Saved entries:
Content starts

Issue #2442, opened 2022-12-06
vitest warns about obsolete snapshots for from skipped tests


dominikg:
### Describe the bug

vite-plugin-svelte uses `describe.runIf` to conditionally run some e2e tests only during `vite dev` or `vite build`.

One of these uses snapshots, and when the runIf condition isn't met, vitest logs that the associated snapshots are obsolete.

while true for the current run, they are still needed for others.

similar to #2174 

### Reproduction

code here: https://github.com/sveltejs/vite-plugin-svelte/blob/main/packages/e2e-tests/import-queries/__tests__/import-queries.spec.ts#L94

log output: https://github.com/sveltejs/vite-plugin-svelte/actions/runs/3628891097/jobs/6120463873#step:9:60

### System Info

```shell
linux, 
node18
vite: ^3.2.5 => 3.2.5 
vitest: ^0.25.4 => 0.25.4
```

### Used Package Manager

pnpm

### Validations

- [X] Follow our [Code of Conduct](https://github.com/vitest-dev/vitest/blob/main/CODE_OF_CONDUCT.md)
- [X] Read the [Contributing Guidelines](https://github.com/vitest-dev/vitest/blob/main/CONTRIBUTING.md).
- [X] Read the [docs](https://vitest.dev/guide/).
- [X] Check that there isn't [already an issue](https://github.com/vitest-dev/vitest/issues) that reports the same bug to avoid creating a duplicate.
- [X] Check that this is a concrete bug. For Q&A open a [GitHub Discussion](https://github.com/vitest-dev/vitest/discussions) or join our [Discord Chat Server](https://chat.vitest.dev).
- [X] The provided reproduction is a [minimal reproducible example](https://stackoverflow.com/help/minimal-reproducible-example) of the bug.

sheremet-va:
> Hey! Can I try to work on this one?

Yes

samkevin1:
I'm a bit confused, is the log the problem or are these snapshots not being used?

dominikg:
the snapshots are used conditionally, the warning is logged when the condition leads to skipped tests. but removing the snapshots would cause errors for the test that uses them with the negated condition.

dominikg:
the value of `isBuild` in the code linked in the og report is controlled via an env var: https://github.com/sveltejs/vite-plugin-svelte/blob/360171392990cd907c87b6ba16e17d7698fe9f8e/package.json#L11
and can be both true or false.

samkevin1:
[...]

PR #2782, opened 2023-01-31
fix: removing obsolete warning log for snapshots

samkevin1:
This removes the `obsolete` log for snapshots that are unchecked.

Related to #2442.

### DIFF
--- a/docs/api/index.md
+++ b/docs/api/index.md
@@ -639,6 +639,24 @@ When running concurrent tests, Snapshots and Assertions must use `expect` from t
 You cannot use this syntax, when using Vitest as [type checker](/guide/testing-types).
 :::
 
+### describe.sequential
+
+- **Type:** `(name: string | Function, fn: TestFunction, options?: number | TestOptions) => void`
+
+  `describe.sequential` in a suite marks every test as sequential. This is useful if you want to run tests in sequential within `describe.concurrent` or with the `--sequence.concurrent` command option.
+
+  ```ts
+  describe.concurrent('suite', () => {
+    test('concurrent test 1', async () => { /* ... */ })
+    test('concurrent test 2', async () => { /* ... */ })
+
+    describe.sequential('', () => {
+      test('sequential test 1', async () => { /* ... */ })
+      test('sequential test 2', async () => { /* ... */ })
+    })
+  })
+  ```
+
 ### describe.shuffle
 
 - **Type:** `(name: string | Function, fn: TestFunction, options?: number | TestOptions) => void`
--- a/packages/runner/src/suite.ts
+++ b/packages/runner/src/suite.ts
@@ -53,7 +53,7 @@ export function createSuiteHooks() {
 }
 
 // implementations
-function createSuiteCollector(name: string, factory: SuiteFactory = () => { }, mode: RunMode, concurrent?: boolean, shuffle?: boolean, each?: boolean, suiteOptions?: TestOptions) {
+function createSuiteCollector(name: string, factory: SuiteFactory = () => { }, mode: RunMode, concurrent?: boolean, sequential?: boolean, shuffle?: boolean, each?: boolean, suiteOptions?: TestOptions) {
   const tasks: (Test | TaskCustom | Suite | SuiteCollector)[] = []
   const factoryQueue: (Test | Suite | SuiteCollector)[] = []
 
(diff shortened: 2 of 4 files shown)


sheremet-va (changes requested):
Vitest should still display obsolete snapshots, it should not display skipped ones as obsolete.

samkevin1:
Got it, will change

sheremet-va:
> Vitest should still display obsolete snapshots, it should not display skipped ones as obsolete.

I think I might've phrased this in a wrong way. We don't want Vitest to notify users about skipped snapshots because this information is irrelevant. If we skipped a test, we don't want to remove these snapshots and don't want to show them alongside REALLY obsolete ones. But if we detected actually obsolete snapshots, we want to display them.

So, there are a few cases:

1. Vitest run a test, and all snapshots exist
   - Don't show any warnings
 2. Vitest skipped a test
    - Ignore snapshots inside, do not give a warning that there are obsolete snapshots for this test
 3. Vitest run a test, and found obsolete snapshots
    - Show a warning about obsolete snapshots

samkevin1:
@sheremet-va can you rerun the failing test? Locally it doesn't break

packages/vitest/src/integrations/snapshot/manager.ts
```diff
@@ -70,7 +71,8 @@ export function addSnapshotResult(summary: SnapshotSummary, result: SnapshotResu
     })
   }
 
+  summary.skipped += result.skipped
```
sheremet-va, line 74: We don't care for skipped snapshots. We already show that a test was skipped, it should be enough. 

We shouldn't show a user anything about skipped tests.

packages/vitest/src/integrations/snapshot/client.ts
```diff
@@ -26,31 +26,32 @@ interface AssertOptions {
...
 export class SnapshotClient {
   test: Test | undefined
+  suite: Suite | undefined
   snapshotState: SnapshotState | undefined
   snapshotStateMap = new Map<string, SnapshotState>()
 
-  async setTest(test: Test) {
-    this.test = test
+  async setTaskBase(test: Test, suite?: Suite) {
+    suite ? this.suite = suite : this.test = test
```
sheremet-va, line 34: Why do we need a suite here? Snapshots are test specific, they should not rely on a suite.

packages/vitest/src/integrations/snapshot/port/state.ts
```diff
@@ -102,6 +104,15 @@ export default class SnapshotState {
     })
   }
 
+  markSnapshotsAsSkippedForTest(testName: string): void {
+    this._uncheckedKeys.forEach((uncheckedKey) => {
+      if (keyToTestName(uncheckedKey).includes(testName)) {
```
sheremet-va, line 109: I feel like the safer way would be to use a regular expression here.

packages/vitest/src/runtime/runners/test.ts
```diff
@@ -28,7 +28,20 @@ export class VitestTestRunner implements VitestRunner {
     await this.snapshotClient.saveCurrent()
   }
 
+  async onBeforeRunSuite(suite: Suite) {
```
sheremet-va, line 31: What is happening here?

packages/vitest/src/runtime/runners/test.ts
```diff
@@ -28,7 +28,20 @@ export class VitestTestRunner implements VitestRunner {
...
+      return
+    }
+
+    clearModuleMocks(this.config)
+    await this.snapshotClient.setTaskBase({} as Test, suite)
+  }
+
   onAfterRunSuite(suite: Suite) {
+    if (suite.mode === 'skip')
+      this.snapshotClient.skipSuiteSnapshots(suite)
```
sheremet-va, line 43: We should be able to mark skipped snapshots inside a test itself. 

```ts
getTasks(suite).forEach((test) => client.skipTestSnapshots(test))
```

packages/vitest/src/integrations/snapshot/client.ts
```diff
@@ -61,6 +62,11 @@ export class SnapshotClient {
     this.snapshotState?.markSnapshotsAsCheckedForTest(test.name)
```
sheremet-va, line 62: Just use this to mark all tests, don't reinvent the wheel

sheremet-va (changes requested):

Content ends

Filter the lines above, keeping and copying those that contain "still".

while true for the current run, they are still needed for others.
Vitest should still display obsolete snapshots, it should not display skipped ones as obsolete.
> Vitest should still display obsolete snapshots, it should not display skipped ones as obsolete.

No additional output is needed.